Where the string "suggestions" appears in a line of the material below, copy that line.
PROVIDED ENTRIES below:
PR #517, opened 2022-12-02
DOC: Copy Sample SVS Loader From docs-examples-1

John-P:
This mirrors a subset of changes from #503 to add a sample SVS loading function `tiatoolbox.data.small_svs()` to the data module for use in documentation examples.


shaneahmed (approved):
Thanks @John-P

Issue #532, opened 2023-02-02
Documentation inconistency


blaginin:
- TIA Toolbox version: 1.3.1, dev
- Python version: 3.10.8 (conda)
- Operating System: MacOS 13.1 (22C65)

### Description

Trying to learn the library and discovered some cases where docs are inconsistent with the current behaviour. 

### What I Did

- [x] Tried to create `AnnotationStore` (as it was stated [here](https://github.com/TissueImageAnalytics/tiatoolbox/blob/76fcfff0593e4dbb55c0bc58b687d3788cdd33e3/tiatoolbox/annotation/storage.py#L833), [here](https://github.com/TissueImageAnalytics/tiatoolbox/blob/76fcfff0593e4dbb55c0bc58b687d3788cdd33e3/tiatoolbox/annotation/storage.py#L920), [here](https://github.com/TissueImageAnalytics/tiatoolbox/blob/76fcfff0593e4dbb55c0bc58b687d3788cdd33e3/tiatoolbox/annotation/storage.py#L931), [here](https://github.com/TissueImageAnalytics/tiatoolbox/blob/76fcfff0593e4dbb55c0bc58b687d3788cdd33e3/tiatoolbox/annotation/storage.py#L2153), [here](https://github.com/TissueImageAnalytics/tiatoolbox/blob/76fcfff0593e4dbb55c0bc58b687d3788cdd33e3/tiatoolbox/annotation/storage.py#L2408), and [here](https://github.com/TissueImageAnalytics/tiatoolbox/blob/76fcfff0593e4dbb55c0bc58b687d3788cdd33e3/tiatoolbox/annotation/storage.py#L2408)).
```python
>>>  store = AnnotationStore()
TypeError: Can't instantiate abstract class AnnotationStore with abstract methods __getitem__, __len__, __setitem__, commit, dump, dumps, open
```
`AnnotationStore` has become abstract, and it would be helpful to update the docs accordingly. Examples can either state that users must use derived classes or explicitly show methods usage on `SQLiteStore` or `DictionaryStore`.

[...]

PR #540, opened 2023-02-16
:sparkles: ENH: Add Neighbourhood Querying Support To `AnnotationStore`

John-P:
Enable easy and efficient querying of annotations within a neighbourhood of other annotations. This is planned to be executed in the query domain (e.g. by sqlite, outside of the Python GIL) where possible which should be faster than a user writing a for loop and performing many queries for this common use case.

## Docs

<a href="https://tia-toolbox.readthedocs.io/en/feature-neighbourhood-query/_autosummary/tiatoolbox.annotation.storage.AnnotationStore.html#tiatoolbox.annotation.storage.AnnotationStore.nquery"></a>

## Initial Concept

Pseudo query example

```
SELECT purple WITHIN 10 points of red
```

Neighbourhood Querying drawio

This is now implemented as:

```python
results = store.nquery(
  where="props['color'] == 'red'",
  n_where="props['color'] == 'purple'",
  distance=10,
  # Use centre points of bounding boxes for distance
  mode="boxpoint-boxpoint",
)
```

### Query Modes

<table style="td {text-align: center;}">
<tr>
<td>
poly-poly
</td>
<td>
box-box
</td>
</tr>
</tr>
<td>
boxpoint-boxpoint
</td>
</tr>
</table>

## In this PR

- Fix special "bbox_intersects" for `DictionaryStore`. This special geometry predicate was added as a special optimized case which is true if the bounding box of the query geometry intersects the bounding box of the stored geometry. This was never implemented for `DicstionaryStore`.
- Add geometry predicate "bbox_centre_within" which functions similarly to the special "bbox_intersects" predicate. "bbox_centre_within" returns True if the centre of the bounding box of the stored geometry is within the query bounds.
- Add `nquery` function which allows for querying for annotations which are within the neighbourhood of other annotations. This is done by supplying a query geometry and a where predicate to select the initial annotations to use as the centre of each neighbourhood. A second `n_where` predicate, `distance`, and `mode` argument are used to find neighbours.
  - `distance` is the size of the neighbourhood to search (see also `mode`). For a polygon-polygon check, this is via a buffer applied to the geometry, for point-point checks this is a radius, for box-box checks this is added to each side of the bounding box.
  - `n_where` is a predicate, similar to `where`, but used for filtering neighbours after selecting the annotations to query around via `where`.
  - `mode` may be "poly-poly" (full expensive polygon-polygon intersection), "box-box" (bounding box intersection) or "boxpoint-boxpoint" (centre of bounding box within `distance`). Currently, supported modes are only "poly-poly", "box-box", and "boxpoint-boxpoint". Others are possible, but would complicate implementation of these two sets. This would lose information about exactly which annotation was within the neighbourhood of another, but would be more efficient at finding intersections of two groups. Perhaps this could simply be shown as a 'recipe' in the documentation.

## Benchmarking

Some initial benchmarking shows that `SQLiteStore` significantly outperforms `DictionaryStore`.

In this test an $n \times n$ grid of cell boundaries is generated and overlaid with another $n \times n$ grid. A query is then performed to find overlapping geometries via either any overlap of the bounding boxes (box-box) or the centre of the bounding boxes (boxpoint-boxpoint) within a distance $k$. Therefore, the largest test here where $n=100$ is a grid of $100 \times 100$ artificial cell boundaries labelled as class "A", overlaid with another $100 \times 100$ grid of cell boundaries labelled with class "B" for a total of $20,000$ geometries.

This plot is produced from runs on a 6 core Intel(R) Core(TM) i5-8500 CPU @ 3.00GHz CPU:

nquery2

It is curious that the "boxpoint-boxpoint" query mode is slower than "poly-poly". I have a feeling that it may have something to do with Shapely 2.0 optimisations where it can vectorise batch geometry operations, or maybe there is some condition for the polygon-polygon intersection that allows for fast failing of tests.

## Notes

- It is already much faster for SQLiteStore but this could be likely improved further by using a subquery.
- The implementation currently performs one query to get all annotations which will be the centre of $m$ secondary queries performed via a loop in Python. This could be refactored to be a nested sqlite subquery which will likely be faster. I think this optimisation could be a new PR though as this basic functionality is already usable.
- This is currently implemented in the base class, so all subclasses get it for 'free'.
- Another approach which may be faster for some cases (but more limited) is to query for initial annotations, then apply a distance buffer, merge overlapping geometries (reduce total number assuming many overlaps), query for all candidate matches once, compute intesection.

## To-Do

- [x] Test coverage (it's as good as I can get it for now)
- [x] Fix linter issues
- [x] Add diagrams to docstrings?
- [x] Add support for um units as distance? (Decided to do in a follow up PR)
- [x] Improve docstrings and add more examples? (suggestions welcome)
- [x] More tests? (suggestions welcome)


shaneahmed:
Please can you also fix documentation issue as highlighted here #532

benchmarks/annotation_nquery.py
```diff
@@ -0,0 +1,196 @@
...
+    repeat_first: bool = True,
+    direction: str = "CCW",
+) -> Polygon:
+    """Generate a fake cell boundary polygon.
+
+    Cell boundaries are generated an ellipsoids with randomised eccentricity,
+    added noise, and a random rotation.
+
+    Args:
+        xy (tuple(int)): The x,y centre point to generate the cell boundary around.
```
shaneahmed, line 34:
```suggestion
        xy (tuple(int)): 
            The x,y centre point to generate the cell boundary around.
```
Description on next line with an indent just to be consistent with the rest of the repo as you did before?

benchmarks/annotation_nquery.py
```diff
@@ -0,0 +1,196 @@
...
+        n_points (int): Number of points in the boundary. Defaults to 20.
```
shaneahmed, line 35:
```suggestion
        n_points (int): 
            Number of points in the boundary. Defaults to 20.
```

benchmarks/annotation_nquery.py
```diff
@@ -0,0 +1,196 @@
...
+)
+
+
+# Copied from tests, refactor into a common location?
+def cell_polygon(
+    xy: Tuple[Number, Number],
+    n_points: int = 20,
+    radius: Number = 10,
+    noise: Number = 0.01,
+    eccentricity: Tuple[Number, Number] = (1, 3),
```
shaneahmed, line 24: Number is not consistent with float as you mention in the docstring.

benchmarks/annotation_nquery.py
shaneahmed, line 1: Wouldn't it be better if this is written as jupyter notebook? As you can then upload it as a document which anyone can read with the resutls online without running it?

tests/test_annotation_stores.py
```diff
@@ -1642,6 +1650,437 @@ def test_connection_to_path_io(store_cls, tmp_path):
...
+            where="props['class'] == 'A'",
+            n_where="props['class'] == 'B'",
+            distance=distance,
+            mode="boxpoint-boxpoint",
+        )
+        assert isinstance(result, dict)
+        assert len(result) == 1
+
+    @staticmethod
+    def test_nquery_overlapping_grid_box_box(store_cls):
```
shaneahmed, line 1950: Docstring missing?

benchmarks/annotation_nquery.py
John-P: Personally no, I think it's better as a script as it takes several hours to run.

John-P: I think benchmarks generally are better as scripts not notebooks.

John-P: I'm also done with this and not going to re-write it!

John-P: Done it now!

tests/test_dsl.py
```diff
@@ -91,6 +91,21 @@ def sqlite_eval(query: Union[str, Number]):
     return result
 
 
+class TestSQLite:  # noqa: PIE798
+    """Test converting from our DSL to an SQLite backed."""
+
```
measty, line 96: should be "backend"

tiatoolbox/annotation/storage.py
```diff
@@ -1007,6 +1050,195 @@ def select_values(
...
+        bounding box of stored annotations and the query geometry when
+        determining if annotations are within the neighbourhood.
+
+        .. figure:: ../images/nquery-boxpoint-boxpoint.png
+            :width: 512
+            :alt: "boxpoint-boxpoint" mode
+
+
+        Examples:
+            Example bounding boxy query with one neighbour within a
```
measty, line 1151: Example bounding box query

tiatoolbox/annotation/storage.py
```diff
@@ -1007,6 +1050,195 @@ def select_values(
...
+            distance of 2.0.
+
+            >>> from shapely.geometry import Point, Polyon
+            >>> from tiatoolbox.annotation.storage import Annotation, SQLiteStore
+            >>> store = SQLiteStore()
+            >>> annotation = Annotation(Point(0, 0), {"class": 42})
+            >>> store.add(annotation, "foo")
```
measty, line 1158: Shouldnt it be append() not add ()?

tiatoolbox/annotation/storage.py
```diff
@@ -1007,6 +1050,195 @@ def select_values(
...
+        distance: float = 5.0,
+        geometry_predicate: str = "intersects",
+        mode: str = "poly-poly",
+    ) -> Dict[str, Dict[str, Annotation]]:
+        """Query for annotations within a distance of another annotation.
+
+        Args:
+            geometry (Geometry):
+                A geometry to use for the query. If None, the geometry of
+                the annotation is used. Defaults to None.
```
measty, line 1067: This isnt clear. I'd suggest something like:
A geometry to query for annotations within (according to geometry_predicate). If None, all annotations in the store are considered. Defaults to None.

tiatoolbox/annotation/storage.py
John-P: @measty What does this comment mean? Is it a suggested rephrasing?

tiatoolbox/annotation/storage.py
John-P: @measty Is this better now? See the latest commit.

measty: Yes, looks fine now

measty:
Looks good! also tested it out with a real world example:
image
Glands with at least 1 neutrophil nearby

John-P:
> Looks good! also tested it out with a real world example: image Glands with at least 1 neutrophil nearby

Nice! This might be nice to put in the docs as an example.

tiatoolbox/annotation/storage.py
```diff
@@ -679,6 +686,26 @@ def query(
...
+            )
+
+        def bbox_centre_within(
+            annotation_geometry: Geometry, query_geometry: Geometry
+        ) -> bool:
+            """True if annotation bounds centre within query geometry bounds.
+
+            True if centroid of the annotation is within the query
+            geometry bounds.
+            """
```
shaneahmed, line 704:
```suggestion
            
            """
```

shaneahmed (approved):
Thanks @John-P. I have made an online commit to fix eol.
@measty Please let me know when you are happy with this PR. I will merge it then.

tiatoolbox/annotation/storage.py
```diff
@@ -1007,6 +1051,197 @@ def select_values(
...
+                geometry = Polygon.from_bounds(
+                    min_x - distance,
+                    min_y - distance,
+                    max_x + distance,
+                    max_y + distance,
+                )
+            elif from_mode == "boxpoint":
+                geometry_predicate = "bbox_centre_within"
+                geometry = Polygon.from_bounds(*ann.geometry.bounds).centroid
+                geometry = geometry.buffer(distance)
```
measty, line 1231: the above seems like it could be done more efficiently, as it will end up only using the bounds of the query geometry. The above essentially makes a box, gets its center, makes a bigger circle, then makes another box when the bbox_center_within is calculated. Instead, couldnt we:

```
#outside the for loop, make a box:  
query_box = box(-d/2, -d/2, d/2, d/2)  
#then instead of the above two lines  
bounds = ann.geometry.bounds  
geometry = translate(query_box, (bounds[2]-bounds[0])/2, (bounds[3]-bounds[1])/2)  
```
that would avoid the buffering of the point into a circle, which as it has to represent it as a polygon may be expensive.

measty (approved):
I've had another look through, and made one comment about the boxpoint-boxpoint implementation which may or may not help. But its purely to do with efficiency and not functionality, so am happy to approve this as is. If the change in the comment actually improves the benchmark, it could be incuded in this PR before its merged, or added in a separate one.

tiatoolbox/annotation/storage.py
John-P: Just checked and the predicate function (for DictionaryStore) is correct. It is checking if the centroid of the annotation geometry is inside the bounding box of the query geometry as passed to _query.

The mix-up here is that it is using the annotation geometry bounds and the query geometry centoid (which we needlessly make a centroid already here), not the other way around. This is due to how the spatial index functions.

John-P: The centroid used here is the centroid of the bounds and not the centroid of the geometry for rtree compatibility reasons, hence creating the bounds and then getting the centroid. The ann is unique for each loop iteration here, so cannot be moved outside the loop.

John-P: So here we get the bounds and then the centroid then buffer instead of simply centroid and then buffer because geometry.centroid != the centre point of the bounding box.

John-P: However, I do see that maybe this loop case should maybe the same as the above "bbox_intersects" except with the different geometry predict to be equivalent to SQLiteStore.

John-P: Thanks for raising this! I finally managed to work through it and fix the issue!

shaneahmed (approved):

measty (approved):
The updates look good, happy to approve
End of PROVIDED ENTRIES.
* COMPLETED TASK *
- [x] Improve docstrings and add more examples? (suggestions welcome)
- [x] More tests? (suggestions welcome)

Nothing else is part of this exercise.